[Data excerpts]
*** Begin section ***
PR #7261, opened 2020-10-13
Fix RSS format.

### LINKED ISSUE #7260: RSS Feed double encodes CDATA
The `FeedController` double encodes CDATA when it doesn't need too. For example, viewing source nodes using CDATA should look like this:

`<description><![CDATA[<p>My amazing description.</p>]]></description>`

Instead it is double encoded like this:
`<description>&lt;![CDATA[&lt;p&gt;My amazing description.&lt;/p&gt;]]&gt;</description>`

This messes up some feed readers which results in them displaying the description like: "My amazing description.]]"

scleaver:
Fixes #7260 

Not exactly sure how to fix the non-RSS format fallback section of the code as it doesn't use Xelement but uses the AddProperty method of the FeedBuilder interface which only uses strings. Any thoughts would be appreciated.

### DIFF
--- a/src/OrchardCore.Modules/OrchardCore.Contents/Feeds/CommonFeedItemBuilder.cs
+++ b/src/OrchardCore.Modules/OrchardCore.Contents/Feeds/CommonFeedItemBuilder.cs
@@ -49,7 +49,12 @@ namespace OrchardCore.Contents.Feeds.Builders
                     feedItem.Element.SetElementValue("title", WebUtility.HtmlEncode(contentItem.DisplayText));
                     feedItem.Element.Add(link);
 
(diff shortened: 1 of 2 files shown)


deanmarcussen:
> Not exactly sure how to fix the non-RSS format fallback section of the code as it doesn't use Xelement

Can you use `XCData.ToString()` or does that only work with `XElement.ToString()`

hishamco:
I might try this too, coz I'm still wondering why `bodyAspect.Body` is encoded in `CData` only, I may use Arabic to see how encoding and everything is look like

hishamco:
I blocked this for now, please refer to my comment in the related issue

hishamco:
I just created a PR #7268 that fixed the issue, removes unnecessary checks and use `XCData` in other places

hishamco:
Fixed in #7268, thanks a lot Seth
*** End section ***
▶ _WORK REQUEST_
The answer must consist of every line from the entries that holds the string "description".

▶ _SOLUTION BELOW_
`<description><![CDATA[<p>My amazing description.</p>]]></description>`
`<description>&lt;![CDATA[&lt;p&gt;My amazing description.&lt;/p&gt;]]&gt;</description>`
This messes up some feed readers which results in them displaying the description like: "My amazing description.]]"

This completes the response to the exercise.